You know the ones I'm talking about:


"Men only want one thing..." "He is a narcissist when he does this..." "Good men no longer exist..."


If you answered yes, I've identified the invisible barrier standing between you and the love you truly deserve.


The Hidden Pattern in Your Social Media Behaviour


As an expert who's guided thousands of women to transform their love and relationship areas, I've noticed a pattern that's so subtle yet so powerful that most women never even realise it's there.


Every time you engage with content that generalises, criticises, or creates sweeping narratives about men, you're unconsciously reinforcing a silent belief system that's sabotaging your chances at love.


Sorry not sorry. Let that land.


That quick tap to like or share isn't just a harmless social media interaction, it's a window into your subconscious beliefs about men and relationships.


Who You Are Now vs. Who You Want to Become


Let's be honest about where you are right now:


You're the woman who's had enough disappointments that these generalisations feel true.


You've been hurt, misled, or let down enough times that these posts resonate with your experiences. You find yourself thinking, "Finally, someone who gets it!" 


You're the woman who bonds with friends over these shared frustrations about dating and men.

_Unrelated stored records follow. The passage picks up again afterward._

PR #3515, opened 2015-01-23
(PUP-3855) Restore ability for auth.conf to restrict on environment

camlow325:
The PR for PUP-3644 moved the `check_authorization` call for
indirected routes to a spot before the environment for a request is
translated into a `Puppet::Node::Environment` instance in the request
params.  This caused any restrictions on environment made in an
auth.conf file to inappropriately reject all requests matching the
rule path, even ones that should have been allowed.

This PR moves the `check_authorization` call back to a spot in the
code after the translation to an `Puppet::Node:::Environment` instance
occurs.  This change restores the ability for an environment value in
the auth.conf to appropriately allow/deny access for requests.

### DIFF
--- a/lib/puppet/network/http/api/indirected_routes.rb
+++ b/lib/puppet/network/http/api/indirected_routes.rb
@@ -87,14 +87,16 @@ class Puppet::Network::HTTP::API::IndirectedRoutes
     end
 
     configured_environment = Puppet.lookup(:environments).get(environment)
-    if configured_environment.nil?
-      raise ArgumentError, "Could not find environment '#{environment}'"
-    else
+    unless configured_environment.nil?
       configured_environment = configured_environment.override_from_commandline(Puppet.settings)
       params[:environment] = configured_environment
     end
 
     check_authorization(method, "#{url_prefix}/#{indirection_name}/#{key}", params)
+
+    if configured_environment.nil?
+      raise ArgumentError, "Could not find environment '#{environment}'"
+    end
 
     params.delete(:bucket_path)
 
--- a/lib/puppet/network/http/api/indirected_routes.rb
+++ b/lib/puppet/network/http/api/indirected_routes.rb
@@ -72,8 +72,6 @@ class Puppet::Network::HTTP::API::IndirectedRoutes
       raise ArgumentError, "Indirection '#{indirection_name}' does not match url prefix '#{url_prefix}'"
     end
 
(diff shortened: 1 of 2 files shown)


lib/puppet/network/http/api/v3/indirected_routes.rb
```diff
@@ -88,6 +87,8 @@ def uri2indirection(http_method, uri, params)
       params[:environment] = configured_environment
     end
 
+    check_authorization(method, "#{self.class.url_prefix}/#{indirection_name}/#{key}", params)
+
```
joshcooper: Previously we checked authorization fairly early on, but now we have work to do to lookup the environment object. If there is a problem we raise an exception, e.g. ["Could not find environment"](https://github.com/camlow325/puppet/blob/bug/master/PUP-3855-auth-conf-not-honoring-environment/lib/puppet/network/http/api/v3/indirected_routes.rb#L84) which would allow an unauthenticated user the ability to enumerate environment names. Should we always raise not authorized instead?

camlow325: This doesn't appear to be a new issue since the same code path appears to be in place on "stable" -- https://github.com/puppetlabs/puppet/blob/stable/lib/puppet/network/http/api/v1.rb#L68 -- but I agree this would be a good idea.  The information disclosure we'd allow for otherwise seems inappropriate.  I'll pursue that if there are no other objections...

camlow325:
I rebased this PR due to conflicting changes that had been merged.

I added a new commit, 367a728, which attempts to address the concern that @joshcooper raised about the inappropriate information disclosure which would occur if an unauthenticated/unauthorized user were to reference a non-existent environment in a request.  I modified the code to go through the `check_authorization` path so that the failure message for an invalid environment would be identical to the "Forbidden request" that `check_authorization` raises for any sort of failure.

I could have mimicked that message inline in `uri2indirection` but that didn't seem right because even a subtle difference in the message content between the two paths could tip off an untrusted user about the validity of individual environments.  Also, this ensures that as any changes to the content of the message that the `check_authorization` path uses will be picked up for the bad environment case.

rlinehan:
+1 This looks good to me, and I tested it locally and it fixes the bug. I agree that going through `check_authorization` even if the environment is not present is the best solution to the issue of potentially leaking environment names.

cprice404:
+1 looks fine to me.  @joshcooper do you want to take another quick look before I hit the button?

joshcooper:
sorry just saw this, :+1:

PR #3517, opened 2015-01-23
(PUP-3897) Add acceptance: ensure new environment picked up by agent

er0ck:
in PUP-3755 there are two scenarios that lead to a newly classified
agent not picking up its new environment.  This test will catch the case
in which a broken but non-assigned environment is parsed and causes
errors or warnings.

### DIFF
--- a/acceptance/tests/environment/broken_unassigned_environment_handled_gracefully.rb
+++ b/acceptance/tests/environment/broken_unassigned_environment_handled_gracefully.rb
@@ -1,0 +1,54 @@
+test_name 'PUP-3755 Test an un-assigned broken environment'
+
+step 'setup environments'
+
+testdir = create_tmpdir_for_user(master, 'confdir')
+environment = 'debug'
+manifest = <<-MANIFEST
+  File {
+    ensure => directory,
+    owner => #{master['user']},
+    group => #{master['group']},
+    mode => "0750",
+  }
+
+  file { "#{testdir}":;
+    "#{testdir}/environments":;
+    "#{testdir}/environments/production":;
+    "#{testdir}/environments/production/manifests":;
+    "#{testdir}/environments/production/modules":;
+    "#{testdir}/environments/#{environment}":;
+    "#{testdir}/environments/#{environment}/manifests":;
+    "#{testdir}/environments/#{environment}/modules":;
+  }
+  # broken envioronment
+  file { "#{testdir}/environments/production/manifests/site.pp":
+    ensure  => file,
+    content => 'import "/tmp/bogus/*.pp"'
+  }
+  file { "#{testdir}/environments/#{environment}/manifests/site.pp":
+    ensure  => file,
+    content => 'node default{\nnotify{"you win":}\n}'
+  }
+MANIFEST
+
+apply_manifest_on(master, manifest, :catch_failures => true)
+
+step 'run agents, ensure no one complains about the other environment'
+
+master_opts = {
+  'main' => {
+    'environmentpath' => "#{testdir}/environments"
+  }
+}
+
+with_puppet_running_on(master, master_opts, testdir) do
+  agents.each do |agent|
+    on(agent, puppet('agent',
+                     "--test --server #{master} --environment #{environment}"),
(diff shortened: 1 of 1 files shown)


joshcooper:
@er0ck looks good, on commit 5818ce69f5205f4022f5a7641c35c75cdd9173df, without the second fix, the test detects the issue:

<pre>
jc7y049n7hvlmeh.delivery.puppetlabs.net (master) 16:04:46$  env PATH="/usr/bin:/opt/puppet-git-repos/hiera/bin:${PATH}" RUBYLIB="/opt/puppet-git-repos/hiera/lib:/opt/puppet-git-repos/hiera-puppet/lib:${RUBYLIB}" puppet agent  --test --server jc7y049n7hvlmeh.delivery.puppetlabs.net --environment debug
...
Error: Could not retrieve catalog from remote server: Error 400 on SERVER: Could not parse for environment production: No file(s) found for import of '/tmp/bogus/*.pp' at /tmp/confdir.0pH9zM/environments/production/manifests/site.pp:1
</pre>

On commit 3e8e8420095ed6f0c399301cd54f745b83bae8fd, it passes:

<pre>
gj0o30tal9m1itu.delivery.puppetlabs.net (agent) 16:02:48$  env PATH="/usr/bin:/opt/puppet-git-repos/hiera/bin:${PATH}" RUBYLIB="/opt/puppet-git-repos/hiera/lib:/opt/puppet-git-repos/hiera-puppet/lib:${RUBYLIB}" puppet agent  --test --server hgyg2bg8ojylt0l.delivery.puppetlabs.net --environment debug
...
Notice: /Stage[main]/Main/Node[default]/Notify[you win]/message: defined 'message' as 'you win'
</pre>

My only question is whether this should be merged to stable or master?

er0ck:
yeah, PR'd against master because i didn't think it was worth folks up-merging separately to master. and we're fairly safe with recent manual tests.  only exposure in stable is 3.7.5 which has a few unrelated tickets?

joshcooper:
sounds good

joshcooper:
The test passes in master, but I'm having trouble finding an earlier revision where it fails. @hlindberg do you know of a commit in master where this problem would have shown up?

hlindberg:
@joshcooper before PUP-3436 was added? (It added optimization that stopped calling logic that required access to details in types and thus after the fix did not trigger the faulty behavior. The merge commit of PUP-3436 is 2d0e0a6b97ceec23b217304226c2e7fbc848cefa

hlindberg:
Have not looked at this test logic again but at first read through it did not seem to be able to observe the problem. The issue was not that it ended up with the wrong environment in the resulting catalog - the problem was that it loads the default environment, and if that could not be loaded due to errors in manifests say, the operation mysteriously would fail. Other potential problems would be that the referenced type is not found, or that the found type would be incompatible with the type in the wanted environment (same for anything loaded actually).

joshcooper:
It looks like this issue existed in the master branch up to and including 30b2b5d:

<pre>
$ bundle exec rake ci:test:packages SHA=30b2b5dea2ce7854bd610f2fa8ac3dbd3c7348d6 CONFIG=config/nodes/rhel7.yaml TESTS=tests/environment/broken_unassigned_environment_handled_gracefully.rb
...
mhm3mtvvme9a896.delivery.puppetlabs.net (master) 10:51:16$  env PATH="/usr/bin:/opt/puppet-git-repos/hiera/bin:${PATH}" RUBYLIB="/opt/puppet-git-repos/hiera/lib:/opt/puppet-git-repos/hiera-puppet/lib:${RUBYLIB}" puppet agent  --test --server mhm3mtvvme9a896.delivery.puppetlabs.net --environment debug
...
Error: Could not retrieve catalog from remote server: Error 400 on SERVER: Could not parse for environment production: No file(s) found for import of '/tmp/bogus/*.pp' at /tmp/confdir.E3C5TP/environments/production/manifests/site.pp:1 on node mhm3mtvvme9a896.delivery.puppetlabs.net
</pre>

The issue was fixed in bf80651, which removed the 3x AST for PUP-3274 and PUP-3638.

PR #3519, opened 2015-01-26
(PUP-3894) Update license in PMT generate example to match SPDX string

andersonmills:
Before this commit, the "examples" string in the generate face still
    read "Apache 2.0". After this commit, it reads "Apache-2.0" to be in
    line with the behavior of puppet module generate.


adrienthebo:
:+1:

adrienthebo:
Merged in 215b5d2.

PR #3039, opened 2014-09-02
(PUP-3168) Fix all file permissions on puppet module install

vholer:
If directory permissions are fixed to 755, file permissions
should be fixed in same way. Otherwise module files with 600
permissions (e.g. ceritsc-psacct) aren't available to real
Puppet user (pe-apache?) different from current user.

See
https://tickets.puppetlabs.com/browse/PUP-3168
https://github.com/CERIT-SC/puppet-psacct/issues/1

PR #3520, opened 2015-01-26
(PUP-3168) Fix file permissions on puppet module install

andersonmills:
Before this commit, file permissions on installing a module only removed
the setuid and sticky bit permissions. After this commit, file
permissions are added for read and write for the executor of the puppet
module install and read for group in addition.


andersonmills:
This is supplants PR 3039 - https://github.com/puppetlabs/puppet/pull/3039.

adrienthebo:
Merged in cc51668.

PR #3521, opened 2015-01-26
maint/add-legacy-formatters

kylog:


kylog:
This passes at my desk, and I've pushed the gem to the mirror. Let's see if travis likes it.

/cc @joshcooper @MikaelSmith

PR #3523, opened 2015-01-27
(PUP-3851) Remove v2.0 endpoints

rlinehan:
Remove the v2.0 endpoints (the only one of which is `/v2.0/environmnets`),
since there is now a prefix before all routes, so it is not backwards
compatible.


cprice404:
+1 from me.  @hlindberg any interest in reviewing this before we merge it?

hlindberg:
+1 I see what you are doing - looks clear.

PR #3854, opened 2015-04-20
(PUP-3814) Only log compilation errors once

hlindberg:
Before this all compilation errors were logged both by the compiler, and
then again by the apply application.

This splits up the error handling so that those errors that are logged
and processed by the compiler are caught and then causing an immediate
exit. Other errors (such as errors after the compiler has finished
compiling, or before being in a state where errors are rescued and
logged) are caught by the general logic at the end of the compile/apply
block.

This fix is not a guarantee there will never be duplicate output since
different compilation logic can be used (and it may not behave the same
way).

### DIFF
--- a/lib/puppet/application/apply.rb
+++ b/lib/puppet/application/apply.rb
@@ -212,23 +212,35 @@ Copyright (c) 2011 Puppet Labs, LLC Licensed under the Apache 2.0 License
       end
 
       begin
-        # Compile our catalog
+        # Compile the catalog
         starttime = Time.now
-        catalog = Puppet::Resource::Catalog.indirection.find(node.name, :use_node => node)
 
-        # Translate it to a RAL catalog
-        catalog = catalog.to_ral
+        # When compiling, the compiler traps and logs certain errors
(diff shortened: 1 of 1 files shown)


lib/puppet/application/apply.rb
```diff
@@ -212,23 +212,35 @@ def main
...
-          catalog.write_class_file
-          catalog.write_resource_file
+          catalog.retrieval_duration = Time.now - starttime
+
+          if options[:write_catalog_summary]
+            catalog.write_class_file
+            catalog.write_resource_file
+          end
+          catalog
+        rescue Puppet::ParseErrorWithIssue, Puppet::Error
```
thallgren: There's no need to explicitly declare `Puppet::ParserErrorWithIssue` in the rescue since it inherits from `Puppet::ParseError` which in turn inherits from `Puppet::Error`

hlindberg: understood, but I wanted to be explicit, those two exact types are raised by the compiler; and if the hierarchy ever changes it would do it wrong. Suggest keeping the explicit catch of both.

PR #3857, opened 2015-04-21
(PUP-4044) Curl repo config directly to SUT

joshcooper:
Previously, we copied the puppetlabs-release package from
{yum,apt}.puppetlabs.com, the per-commit repo_config from
builds.puppetlabs.lan or nightlies.puppetlabs.com, and the actual repos
from either PC1, main or devel to the coordinator node, which then
scp'ed the files to each SUT.

This commit modifies the `install_repos_on` method to curl the
repo_config for the specified SHA to the SUT's system location e.g.
/etc/yum.repos.d. Once installed the repo_config specifies the URL from
which to install the package for the specified SHA, e.g

    baseurl=http://builds.puppetlabs.lan/puppet-agent/<SHA>/repos/el/7/PC1/x86_64/

This commit also skips installing the puppetlabs-release package.
In puppet 3.x, the package is required, because it provides dependencies
for puppet, e.g. facter, hiera. In the AIO world, this is no longer
necessary.

### DIFF
--- a/acceptance/lib/puppet/acceptance/install_utils.rb
+++ b/acceptance/lib/puppet/acceptance/install_utils.rb
@@ -124,127 +124,39 @@ module Puppet
         sha     = sha == 'nightly' ? nil                        :  sha
 
         case platform
-          when /^(fedora|el|centos)-(\d+)-(.+)$/
-            variant = (($1 == 'centos') ? 'el' : $1)
-            fedora_prefix = ((variant == 'fedora') ? 'f' : '')
-            version = $2
-            arch = $3
+        when /^(fedora|el|centos)-(\d+)-(.+)$/
+          variant = (($1 == 'centos') ? 'el' : $1)
+          fedora_prefix = ((variant == 'fedora') ? 'f' : '')
+          version = $2
+          arch = $3
 
-            rpm = fetch(
-              "http://yum.puppetlabs.com",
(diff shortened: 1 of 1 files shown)


joshcooper:
Supercedes PR #3845

acceptance/lib/puppet/acceptance/install_utils.rb
```diff
@@ -124,127 +124,39 @@ def install_repos_on(host, project, sha, repo_configs_dir)
...
+
+          list_filename = "pl-%s%s-%s.list" % [
+            project,
+            sha ? '-' + sha : '',
+            version
+          ]
+          list_url = "http://%s/%s/%s/repo_configs/deb/%s" % [tld, project, sha, list_filename]
+
+          on host, "curl -o /etc/apt/sources.list.d/#{list_filename} #{list_url}"
+          on host, "apt-get update"
```
joshcooper: @justinstoller mentioned that we're not calling `yum makecache`, and likely don't need to since we're installing a new repo config, but something to consider.

joshcooper:
Tested with redhat-7-x86_64, debian-7-x86_64, ubuntu-1404-x86_64, fedora-21-x86_64.

joshcooper:
I've talked this over with @er0ck and @johnduarte, and paired with @justinstoller on this, merging now because I can't stand the 5 minute delay running acceptance tests over the VPN.

PR #3860, opened 2015-04-22
(PUP-4388) Remove START option from /etc/default/puppet on Debian

whopper:
In the new puppet-agent AIO package, services no longer
start on package installation, as there are a few required
configuration steps which must be addressed before the
service can be started.

This means we can remove the agent service START option from
/etc/default/puppet, a relic of old packages where debhelper
started services upon package installation.

### DIFF
--- a/ext/debian/puppet.default
+++ b/ext/debian/puppet.default
@@ -1,9 +1,4 @@
 # Defaults for puppet - sourced by /etc/init.d/puppet
 
-# Enable puppet agent service?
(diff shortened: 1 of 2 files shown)


whopper:
This is the retargeted equivalent of https://github.com/puppetlabs/puppet/pull/3822

whopper:
Doh, nevermind, the ticket was just updated to target 4.1.0! Closing and reopening the original....

PR #3861, opened 2015-04-22
(maint) install_puppetlabs_dependency_repo_in_install_repos_on

er0ck:
This change adds the .rpm and .deb repo configurations so installs can
resolve puppetlabs dependencies, when required.  This is required by
package install method, and in the deployer acceptance setup when
installing from packages (this change is mirrored there).

### DIFF
--- a/acceptance/lib/puppet/acceptance/install_utils.rb
+++ b/acceptance/lib/puppet/acceptance/install_utils.rb
@@ -10,6 +10,7 @@ module Puppet
         :redhat        => /fedora|el|centos/,
         :debian        => /debian|ubuntu/,
         :debian_ruby18 => /debian|ubuntu-lucid|ubuntu-precise/,
+        :sles          => /sles/,
         :solaris_10    => /solaris-10/,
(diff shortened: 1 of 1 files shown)


er0ck:
FYI, @joshcooper.

joshcooper:
I'm wondering why we care about `packages` style acceptance tests? Moving forward, I would expect consumers of puppet packages to be using `aio` always, and I'd like to deprecate/remove the `ci:test:packages` rake task and supporting code.

If we need to support `packages` for the time being, then I would be in favor of limiting the puppetlabs-release repo when `@options[:type] == packages`, because installing puppetlabs-release repo during AIO testing can introduce/mask problems where a dependency is resolved outside of the AIO package: https://tickets.puppetlabs.com/browse/PUP-4392.

er0ck:
agreed all around.  i use package install method because i'm lazy and i have helpers that find the latest sha for me, which i never fixed for puppet_agent.  i'll kill this PR and i'll restrict on :type for deployer setup.

PR #3865, opened 2015-04-24
(PUP-3814) Fix problem with apply swallowing post compilation errors

hlindberg:
Before this, errors during the post processing of a compiled catalog
(to_ral, etc) were swallowed by the apply command.

This fixes the problem by not including the post processing step in the
block that prevented errors from being logged twice (since the compiler
does its own logging).


joshcooper:
Merged in #3866

PR #3867, opened 2015-04-25
(PUP-4462) Fix problem with heredoc interpolation turning on escapes

hlindberg:
Before this, heredoc with interpolation would also turn on escapes. This
means input like \$name would not interpolate, and \\ would be required
to get a single \. It should be required to be explici about allowing
escapes by using /$ (to be allowed to escape interpolation).

The prolem was caused by the pattern used to find the start of an
interpolation. This pattern included the escapes that would make the
pattern skip the interpolation start - it would simply scan past the
interpolation start if escaped.

The solution was to create a new pattern for finding interpolation
starts when a $ is not one of the wanted escapes.

### DIFF
--- a/lib/puppet/pops/parser/lexer2.rb
+++ b/lib/puppet/pops/parser/lexer2.rb
@@ -213,7 +213,7 @@ class Puppet::Pops::Parser::Lexer2
     @scanner = StringScanner.new(string)
     @locator = locator || Puppet::Pops::Parser::Locator.locator(string, '')
     @lexing_context[:escapes] = escapes || UQ_ESCAPES
-    @lexing_context[:uq_slurp_pattern] = (interpolate || !escapes.empty?) ? SLURP_UQ_PATTERN : SLURP_ALL_PATTERN
+    @lexing_context[:uq_slurp_pattern] = interpolate ? (!escapes.include?('$') ? SLURP_UQNE_PATTERN : SLURP_UQ_PATTERN) : SLURP_ALL_PATTERN
   end
 
   # Convenience method, and for compatibility with older lexer. Use the lex_file instead.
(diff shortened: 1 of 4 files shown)


lib/puppet/pops/parser/slurp_support.rb
```diff
@@ -12,6 +12,8 @@ module Puppet::Pops::Parser::SlurpSupport
   SLURP_SQ_PATTERN  = /(?:[^\\]|^|[^\\])(?:[\\]{2})*[']/
   SLURP_DQ_PATTERN  = /(?:[^\\]|^|[^\\])(?:[\\]{2})*(["]|[$]\{?)/
   SLURP_UQ_PATTERN  = /(?:[^\\]|^|[^\\])(?:[\\]{2})*([$]\{?|\z)/
+  # unquoted, no escapes
+  SLURP_UQNE_PATTERN  = /([$]\{?|\z)/m
```
thallgren: It's more consistent to use `\$\{` instead of `[$]\{`.

lib/puppet/pops/parser/lexer2.rb
```diff
@@ -213,7 +213,7 @@ def lex_unquoted_string(string, locator, escapes, interpolate)
     @scanner = StringScanner.new(string)
     @locator = locator || Puppet::Pops::Parser::Locator.locator(string, '')
     @lexing_context[:escapes] = escapes || UQ_ESCAPES
-    @lexing_context[:uq_slurp_pattern] = (interpolate || !escapes.empty?) ? SLURP_UQ_PATTERN : SLURP_ALL_PATTERN
+    @lexing_context[:uq_slurp_pattern] = interpolate ? (!escapes.include?('$') ? SLURP_UQNE_PATTERN : SLURP_UQ_PATTERN) : SLURP_ALL_PATTERN
```
thallgren: Inner condition can be simplified to `(escapes.include?('$') ? SLURP_UQ_PATTERN : SLURP_UQNE_PATTERN)`

PR #3871, opened 2015-04-27
(PUP-4413) Add acceptance test that 3x forbidden env names work in 4x

er0ck:
This change adds an acceptance test to ensure that the 3x forbidden
environment names now work, and continue to work in 4x.
There are 4 previously forbidden names, which means this test has to run
puppet 5 times, unfortunately.


kurtwall:
Shipzit.

PR #3872, opened 2015-04-28
(PUP-1295) Erase only installed pkgs when using yum purge

scenek:


scenek:
What do you think? Is it ok even all providers doesn't support purgeable?

MikaelSmith:
Thank you for attempting to solve this ticket. However, this type of fix is one that would require at least some spec tests demonstrating that it fixes the problem, and likely acceptance tests (https://github.com/puppetlabs/puppet/blob/master/acceptance/tests/resource/package/common_package_name_in_different_providers.rb would provide a foundation for testing rpm package install).

Also, please review our commit message [guidelines](https://github.com/puppetlabs/puppet/blob/master/CONTRIBUTING.md).

Last, this code change is a no-op. The `||` operator, when used in this context, will only evaluate the right-hand side if the left-hand side is `nil`, but since it's already set to `{:ensure => :absent}` you will never evaluate `{:ensure => purged}`; `||` does not merge hashes.

peterhuene:
Hi @scenek.  Even if the above comments made my Michael didn't hold true, this is probably not the correct fix for this issue.  I believe the correct fix is to treat `ensure => purged` as in sync when the current status is `absent`.

Thus, something like this:

```ruby
def insync?(is)
...
when :absent
  return true if is == :absent or is == :purged
when :purged
  return true if is == :purged
...        
```

should become:

```ruby
def insync?(is)
...
when :absent, :purged
  return true if is == :absent || is == :purged
...        
```

The problem is that the yum provider supports purging, but never returns "purged" resources, only absent; thus it is always out of sync and the package is always purged even when not present.

peterhuene:
The above will break the `dpkg` provider since it can report on `:purged` vs. `:absent` packages.  Still researching the right fix.

peterhuene:
Given that `purged` is the "most uninstalled" state a package can be, I think the fix should probably be along the lines of what this PR attempted to do.  That is to say, the default hash should have `:ensure => :purged` if the query doesn't return a resource (which yum doesn't if the package isn't installed).  That way ensuring absent or purged will be a no-op due to the check in `insync?` above.

peterhuene:
Hi @scenek.  Thanks again for the contribution!  I've put up a PR that supersedes this one: https://github.com/puppetlabs/puppet/pull/3921 so I am closing this PR for now.  If you believe that the other PR does not address this issue, please reopen. Thanks!

PR #3873, opened 2015-04-28
(PUP-4465) Update description of --logdesc option

thallgren:
This commit updates the descripton of the --logdesc option for
the applications agent, apply, device, and master with information
about JSON structured logging output when the path ends with '.json'.


hlindberg:
It is logdest (not logdesc), but the typo is only in the commit message. Merged anyway.

PR #3874, opened 2015-04-28
Merge 3.x

hlindberg:


lib/puppet/application/agent.rb
```diff
@@ -231,6 +231,11 @@ def help
   file. If debugging or verbosity is enabled, this defaults to 'console'.
   Otherwise, it defaults to 'syslog' on POSIX systems and 'eventlog' on Windows.
 
+  A path ending with '.json' will receive structured output in JSON format. The
+  log file will not have an ending ']' automatically written to it due to the
+  appending nature of logging. It must be appended manually to make the content
+  valid JSON.
+
```
joshcooper: The log destination should override the close method and ensure the trailing `]` is added

PR #3876, opened 2015-04-28
(PUP-4373) Windows ADSI User groups property should behave similarly to Groups members property

ferventcoder:
This supersedes https://github.com/puppetlabs/puppet/pull/3788

Previously, when specifying a user's groups, the names were compared
as strings and needed to be an exact match. The group resource uses
SIDs when comparing the users, so the user resource should mimic that
behavior.

Without this change casing and names must match exactly and can 
produce erroneous results.

With this change, the comparison will be by SIDs so it will allow for
the following when a user is a member of Administrators and Users
groups:

```puppet
user { 'tim':
  ensure => present,
  groups => ['BUILTIN\Administrators','users'],
}
```

Groups members can also be set to an empty list and the user's groups will
report that it does but will not make the changes. Allow that the user groups to
be set to an empty list so that group's members and user's groups behavior
is the same. Without this change an existing user with groups modeled in the
following resource will continue to give the message that it is removing the 
groups without actually making any changes:

```puppet
user { 'tim':
  ensure => present,
  groups => [],
}
```

There is also shared behavior between `Puppet::Util::Windows::ADSI::User`
and `Puppet::Util::Windows::ADSI::Group` so it makes sense to start
combining shared functionality to a common class named
`Puppet::Util::Windows::ADSI::Shared`.

### DIFF
--- a/lib/puppet/provider/group/windows_adsi.rb
+++ b/lib/puppet/provider/group/windows_adsi.rb
@@ -30,7 +30,6 @@ Puppet::Type.type(:group).provide :windows_adsi do
     if @resource[:auth_membership]
       current_users == specified_users
     else
-      return true if specified_users.empty?
       (specified_users.keys.to_a & current_users.keys.to_a) == specified_users.keys.to_a
     end
   end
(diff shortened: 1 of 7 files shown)


ferventcoder:
@joshcooper this has been retargeted.

Iristyle:
Work for this continues in my branch since there were some things that required tweaking:

https://github.com/Iristyle/puppet/commits/ticket/master/PUP-4373-user-group-sids

Almost done....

It feels good to know you're not alone, that others understand your experiences.


You're the woman who's trying to protect herself by staying informed about "how men really are", as if collecting enough data points about male behaviour will somehow shield you from future pain.


And I get it, its validating, you feel seen and protected - but it’s validating beliefs that you really don't want to be validated.


Here's who you want to be:


  • You want to be the woman who attracts a man who adores her, respects her, and chooses her every single day.

  • You want to be the woman who has deep trust in her relationship, who doesn't constantly question her partner's intentions or worry about being hurt.

  • You want to be the woman who experiences a love so genuine and fulfilling that it makes all your past relationship struggles worth it.


A love that feels calm, secure and like home.


The gap between these two versions of yourself isn't about finding the right dating app or mastering some secret flirting technique. 


It's about something much more fundamental: your relationship with trust.


The Silent Belief Playing Out in Your Background


Every time you engage with content that reinforces negative generalisations about men, you're silently telling yourself: "I don't really trust men."


This isn't a conscious thought. It's a background operating system running your love life without your awareness. And it's blocking the very thing you want most.


Because here's the truth that no one else is telling you: You cannot attract a trustworthy man when you fundamentally don't trust men.


It creates an energetic contradiction. You're simultaneously saying "I want a man I can trust" while reinforcing beliefs that men aren't trustworthy or are unsafe.


This contradiction doesn't just affect how you think, it affects how you show up on dates, how you communicate, the subtle signals you send, and ultimately, the men you attract and the relationships you create.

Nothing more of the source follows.